On devait y faire un film, et puis on n'a pas pu. Mais comme Garrincha devait y être pour le boulot et que la plume alerte du jeune François du Pédiluve (qui défendait naguère une certaine idée du Canada sur ces mêmes pages) était également du voyage, on s'est dit qu'on allait quand même vous la raconter, cette 20ème Route du Rock, le festival où même les vigiles sont chouettes.


Premier jour à la Route du Rock et on apprend, soulagés, que la batterie n'est pas morte. C'est d'ailleurs elle qui insuffle le minimum syndical de vie aux poupées lookées des Dum Dum Girls. Tous les ingrédients sont pourtant là: jupes de cuir noir, bas résille et Danelectros. On se sent à la maison, on se prend même rêver à de la délinquance juvénile au couteau peigne et à des virées au drive-in. Mais les barbies rétro semblent venues pour faire de la figuration et les chansons, elles, n'existent pas. Les Dum Dum ne rebondissent guère, et même leurs déhanchés suggestifs paraissent mécaniques.

Yann Tiersen jouera lui avec deux batteurs, et au total 16 musiciens (dont lui). Le concert n'est certes pas une réussite de bout en bout, mais c'est en tout cas une belle promesse : il y a quelque chose de méchant, d'aigri, une volonté de briser des miroirs chez le Breton qui s'incarne parfois dans ses nouveaux morceaux dopés. On préfèrera certainement revoir GYBE! prochainement, mais la nombreuse troupe n'est ridicule que lorsqu'elle essaie de réorchestrer bizarrement du Amélie Poulain à la sauce post-rock.

On ne se démonte pas pour autant, car l'autre bonne nouvelle de la soirée, c'est que Dennis Hopper non plus, n'est pas mort. Ou plutôt l'Amérique telle qu'il l'a rêvée est toujours en vie, quelque part dans un désert texan. Aux Black Angels de nous la servir sur un plateau, le temps d'une messe noire bourrée de narcotiques.

"How can you live, if you're still afraid to die?"

Imprécations d'un chanteur habité qu'on approuve agitant lentement la tête. Des nappes vénéneuses se dégagent de la scène et pourtant les machines à fumée n'y sont pour rien. L'air se fait épais, Les paupières, lourdes, je crois même entendre les serpents à sonnettes. Les tambourins, à coup sûr. Mon cœur est synchrone avec les doubles percussions et toi, tu aurais sûrement battu la mesure de tes santiags.
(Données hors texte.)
PR #2226, opened 2021-12-07
More grant timeout

phlptp:
### Summary

If merged this pull request will add grant_timeout support in core/broker and add a maxcosimduration to kill a cosim if it hangs and produce some debugging information.


src/helics/core/FederateState.cpp
```diff
@@ -1254,8 +1273,21 @@ MessageProcessingResult FederateState::processActionMessage(ActionMessage& cmd)
...
+                    routeMessage(brokerTimeoutCheck);
+                    LOG_WARNING(
+                        fmt::format("sending grant time out check to {}", parentID.baseValue()));
+                }
             } else if (cmd.counter == 10) {
-                LOG_WARNING("grant timeout stage 4 error actions(none available)");
+                if (cmd.actionTime == Time::maxVal()) {
+                    LOG_WARNING("finalize blocking");
+                } else {
+                    LOG_WARNING("grant timeout stage 4 error actions(none available)");
```
nightlark, line 1289:
```suggestion
                    LOG_WARNING("grant timeout stage 4 error actions (none available)");
```

src/helics/core/BrokerBase.cpp
```diff
@@ -238,26 +238,31 @@ std::shared_ptr<helicsCLI11App> BrokerBase::generateBaseCLI()
...
+            timeout,
+            "time to wait to establish a network or for a connection to communicate, default "
+            "unit is in ms (can also be entered as "
+            "a time like '10s' or '45ms') ")
+        ->capture_default_str();
+    timeout_group
+        ->add_option(
+            "--networktimeout",
+            networkTimeout,
+            "time to wait for a broker connection default unit is in ms(can also be entered as a time "
```
nightlark, line 263:
```suggestion
            "time to wait for a broker connection, default unit is in ms (can also be entered as a time "
```

src/helics/core/BrokerBase.cpp
```diff
@@ -238,26 +238,31 @@ std::shared_ptr<helicsCLI11App> BrokerBase::generateBaseCLI()
...
-        "--networktimeout",
-        networkTimeout,
-        "time to wait for a broker connection default unit is in ms(can also be entered as a time "
-        "like '10s' or '45ms') ");
+    timeout_group
+        ->add_option(
+            "--tick",
+            tickTimer,
+            "heartbeat time in ms, if there is no broker communication for 2 ticks then "
+            "secondary actions are taken  (can also be entered as a time like '10s' or '45ms')")
```
nightlark, line 246:
```suggestion
            "secondary actions are taken (can also be entered as a time like '10s' or '45ms')")
```

src/helics/core/BrokerBase.hpp
```diff
@@ -59,17 +59,18 @@ class BrokerBase {
                               //!< period respond with timeout error
     Time errorDelay{10.0};  //!< time to delay before terminating after error state
     Time grantTimeout{-1.0};  //!< timeout for triggering diagnostic action waiting for a time grant
+    Time maxCoSimDuration{-1.0};  //!< the maximum lifetime(wall clock time) of the co-simulation
```
nightlark, line 62:
```suggestion
    Time maxCoSimDuration{-1.0};  //!< the maximum lifetime (wall clock time) of the co-simulation
```

src/helics/core/BrokerBase.hpp
```diff
@@ -85,12 +86,12 @@ class BrokerBase {
...
-        false};  //!< flag indicating that the main processing loop is running
+    /// flag indicating that the main processing loop is running
+    std::atomic<bool> mainLoopIsRunning{false};
     bool dumplog{false};  //!< flag indicating the broker should capture a dump log
     std::atomic<bool> forceLoggingFlush{false};  //!< force the log to flush after every message
-    bool queueDisabled{
-        false};  //!< flag indicating that the message queue should not be used and all functions
+    /// flag indicating that the message queue should not be used and all functions
+    bool queueDisabled{false};
     //!< called directly instead of distinct thread
```
nightlark, line 95: `called directly instead of distinct thread` looks like it should be moved up to join the other comment line above the variable declaration.

src/helics/core/BrokerBase.hpp
```diff
@@ -135,8 +137,8 @@ class BrokerBase {
     /** specify that outgoing connection should use json serialization */
     bool useJsonSerialization{false};
     bool enable_profiling{false};  //!< indicator that profiling is enabled
-    decltype(std::chrono::steady_clock::now())
-        errorTimeStart;  //!< time when the error condition started related to the errorDelay
+    /// time when the error condition started related to the errorDelay
```
nightlark, line 140:
```suggestion
    /// time when the error condition started relative to the errorDelay
```
 Relative to, or just related?

```suggestion
    /// time when the error condition started; related to the errorDelay
```

docs/user-guide/advanced_topics/timeouts.md
```diff
@@ -0,0 +1,42 @@
...
...ead processing messages in the background from the user code. They also make use of system timers and can generate messages for processing independent of the main loop. The foundation of this is a heartbeat timer on the core and brokers. All options in HELICS that take a time are defaulted to milliseconds if only a number is supplied in the argument field. They also can take a time unit with the number such as `5 s` or `2 min` or `265234 ms`. The `--tick` sets up the heartbeat which is fundamental to timeouts at the broker and core level. Enabling this requires HELICS be built with ASIO, so in situations where the CMake option `-DHELICS_DISABLE_ASIO=ON` was given all timeouts are non functional. The tick timer can also be disabled using `--disable_timer`,`--no_tick` or `--debugging`. (NOTE: debugging also changes a few other things). The tick effectively establishes a timing resolution for the timeouts, if the tick is set to 1 second timeouts will have to be exceeded by at least 1 tick for actions to trigger. The default tick is 5 seconds so generally timeouts should be specified in multiples of the tick timer or slightly less than an integer multiple if desired to trigger earlier.
```
nightlark, line 11:
```suggestion
Typical brokers and cores in HELICS operate on a separate thread processing messages in the background from the user code. They also make use of system timers and can generate messages for processing independent of the main loop. The foundation of this is a heartbeat timer on the core and brokers. All options in HELICS that take a time are defaulted to milliseconds if only a number is supplied in the argument field. They also can take a time unit with the number such as `5 s` or `2 min` or `265234 ms`. Using `--tick` sets up the heartbeat which is fundamental to timeouts at the broker and core level. Enabling this requires HELICS be built with ASIO, so in situations where the CMake option `-DHELICS_DISABLE_ASIO=ON` was given all timeouts are non-functional. The tick timer can also be disabled using `--disable_timer`,`--no_tick` or `--debugging`. (NOTE: debugging also changes a few other things). The tick effectively establishes a timing resolution for the timeouts, if the tick is set to 1 second timeouts will have to be exceeded by at least 1 tick for actions to trigger. The default tick is 5 seconds so generally timeouts should be specified in multiples of the tick timer or slightly less than an integer multiple if desired to trigger earlier.
```

docs/user-guide/advanced_topics/timeouts.md
```diff
@@ -0,0 +1,42 @@
...
+
+It is expected this process will change as more experience with it is gained.
+
+At the broker level a `--maxcosimduration` option is available. By default it is disabled. If specified on a broker or core the co-simulation will terminate if running for more than the specified total time. This can be useful if running a large number of co-simulations in an automated fashion and the expected time is known. This can prevent a situation where a single co-simulation hangs indefinitely blocking others and doing no useful work.
+
+## Other timeouts
+
+There are two other timeouts that can be specified. The first is a query timeout. (`--querytimeout=X`) the default is 15 seconds. This applies to queries which are blocking calls, and if a federate is shutting down or fails as a query is in flight it is possible (not likely) that it could result in a non response and the query never completing. In that rare situation the query timeout will trigger and result in an error on the query. In very large co-simulations it is possible a complex query could exceed the timeout without there being a problem so it may be necessary to lengthen it.
```
nightlark, line 36:
```suggestion
There are two other timeouts that can be specified. The first is a query timeout (`--querytimeout=X`). The default is 15 seconds. This applies to queries which are blocking calls, and if a federate is shutting down or fails as a query is in flight it is possible (not likely) that it could result in a non-response and the query never completing. In that rare situation the query timeout will trigger and result in an error on the query. In very large co-simulations it is possible a complex query could exceed the timeout without there being a problem so it may be necessary to lengthen it.
```

docs/user-guide/advanced_topics/timeouts.md
```diff
@@ -0,0 +1,42 @@
...
+
+## Co-simulation startup
+
+Starting up a co-simulation often depends on a number of factors. There are multiple pieces in a co-simulation; at least 1 broker, and often several federates. These communicate via network resources. And things can go wrong, so you don't want to have the cosimulation just hang forever waiting on certain pieces, so the most general option is `--timeout` This is a the timeout for establishing a broker connection, and it is also the default for some other more specific timeouts. The default is 30 seconds. If you are setting up a large co-simulation which may have a lot of contention during the setup phase, it may be necessary to lengthen this, or if you are not starting up the broker before the federates it can be necessary to change to a longer time. Currently 30 seconds is used as a compromise that works in most settings where HELICS is used.
```
nightlark, line 15:
```suggestion
Starting up a co-simulation often depends on a number of factors. There are multiple pieces in a co-simulation; at least 1 broker, and often several federates. These communicate via network resources. And things can go wrong, so you don't want to have the cosimulation just hang forever waiting on certain pieces, so the most general option is `--timeout`. This is a the timeout for establishing a broker connection, and it is also the default for some other more specific timeouts. The default is 30 seconds. If you are setting up a large co-simulation which may have a lot of contention during the setup phase, it may be necessary to lengthen this, or if you are not starting up the broker before the federates it can be necessary to change to a longer time. Currently 30 seconds is used as a compromise that works in most settings where HELICS is used.
```

docs/user-guide/advanced_topics/timeouts.md
```diff
@@ -0,0 +1,42 @@
...
+
+At the federate level a --granttimeout option is available. This depends on ASIO being compiled in and works similar to the real time mode of federates. At present it is primarily for diagnostics as it cannot generate an error, though this may change at some point in the future. It is disabled by default since some federates could legitimately take a long time to execute so having a timeout on others doesn't make sense. So any grant timeout needs to be handled based on the user knowledge of how the different federates operate. This operation is subject to change but at present the operation is handled in 4 stages.
```
nightlark, line 23:
```suggestion
At the federate level a `--granttimeout` option is available. This depends on ASIO being compiled in and works similar to the real time mode of federates. At present it is primarily for diagnostics as it cannot generate an error, though this may change at some point in the future. It is disabled by default since some federates could legitimately take a long time to execute so having a timeout on others doesn't make sense. So any grant timeout needs to be handled based on the user knowledge of how the different federates operate. This operation is subject to change but at present the operation is handled in 4 stages.
```

docs/user-guide/advanced_topics/timeouts.md
```diff
@@ -0,0 +1,42 @@
...
+
+## Co-simulation operation
+
+While a cosimulation is executing, bad things can happen networks can go down, federates can crash. If left on its own this may result in a co-simulation hanging and doing nothing waiting for the failed federate. Detecting and handling this is the primary role of the heartbeat timer. If a broker has not received any communication in a tick, it sends out a ping to its parent or children. IF the parent responds then no action is taken. If no response is received in a certain period of time an error is generated and the process terminated. Sometime cores are not able to respond to pings in which case the `--slowresponding` flag should be used on that federate/core/broker to prevent co-sim termination from lack of ping responses. The `--debugging` option specified early is really a macro flag which turns on `--slowresponding` and `--disable_timer`. The primary use case is for doing step wise debugging of a federate in a code debugger, otherwise the ticks and other federates could cause issues from the timeouts and pings to the federate being debugged.
```
nightlark, line 21:
```suggestion
While a cosimulation is executing, bad things can happen; networks can go down, federates can crash. If left on its own this may result in a co-simulation hanging and doing nothing waiting for the failed federate. Detecting and handling this is the primary role of the heartbeat timer. If a broker has not received any communication in a tick, it sends out a ping to its parent or children. IF the parent responds then no action is taken. If no response is received in a certain period of time an error is generated and the process is terminated. Sometime cores are not able to respond to pings in which case the `--slowresponding` flag should be used on that federate/core/broker to prevent co-sim termination from lack of ping responses. The `--debugging` option specified early is really a macro flag which turns on `--slowresponding` and `--disable_timer`. The primary use case is for doing step wise debugging of a federate in a code debugger, otherwise the ticks and other federates could cause issues from the timeouts and pings to the federate being debugged.
```

src/helics/core/BrokerBase.hpp
phlptp: indication that this variable is connected to errorDelay,  vs relative

src/helics/core/BrokerBase.hpp
phlptp: I think I cleared this up in the latest commit

nightlark (approved):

Et à regarder la blonde qui officie derrière les fûts, tu aurais voulu te faire transformer en baguette. Ou en cymbale crash.

C'était l'anesthésie avant l'opération, la morphine avant le scalpel Liars. Nous voilà projetés dans le bloc opératoire, attendant nerveusement l'arrivée des New-yorkais venus nous charcuter, sans licence. On appréhende la véhémence du châtiment sonore, la décharge du défibrillateur. Quand débarque enfin Angus, pantin sauvage et déchainé des forces obscures, il ne nous reste qu'à nous agenouiller dans la poussière et accepter la sentence. Il n'y a pas d'instruments dans ce groupe, juste des armes de percussion massive dédiées à faire vibrer chaque centimètre de notre corps repentant. La seule averse de la soirée sera donc une salve de plomb fondu. Drums not dead, ils nous avaient pas menti, finalement. Les chagrins regretteront une version de "Scissors" ratée, nous les laisserons chagriner dans leur coin.

Laissés pour mort sur le champs de bataille, Caribou vient gentiment nous réanimer. Il l'a promis en conférence de presse, il est venu faire danser les filles et les garçons. Dont acte. Les 4 musiciens jouent ramassés au centre de la scène mais c'est pour mieux étirer les instants. C'est précis et hédoniste, maîtrisé et fantasque, même si ça pourrait encore gagner en folie.

Samedi funeste.

Après celui de Dennis Hopper la veille, on croise un deuxième fantôme, celui d'Hope Sandoval. La voix est intacte, mais on dirait que toute émotion a déserté ce corps jadis plein de vie. On assiste à la performance d'un ectoplasme et, au regard de nos émois des temps passés, ça fait mal de l'écrire.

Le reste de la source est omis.